Recorded data
PR #2304, opened 2026-06-26
Anchor TMR test scope on docstrings; run TMR over all of mngr's release tests

qi-imbue:
## Summary

Re-anchors the scope contract that TMR (test map-reduce) enforces from each
test's *tutorial block* to its *docstring*, generalizing TMR beyond the e2e
tutorial tests, migrates every mngr release test to the new scheme, and points
the TMR workflow at all of mngr's release tests. See
`specs/docstring-anchored-tmr.md`.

Task to complete:
Starting with the line that contains "Re-anchors the scope", copy each line through the end of the data exactly, and leave out all earlier lines.

Your solution:
Re-anchors the scope contract that TMR (test map-reduce) enforces from each
test's *tutorial block* to its *docstring*, generalizing TMR beyond the e2e
tutorial tests, migrates every mngr release test to the new scheme, and points
the TMR workflow at all of mngr's release tests. See
`specs/docstring-anchored-tmr.md`.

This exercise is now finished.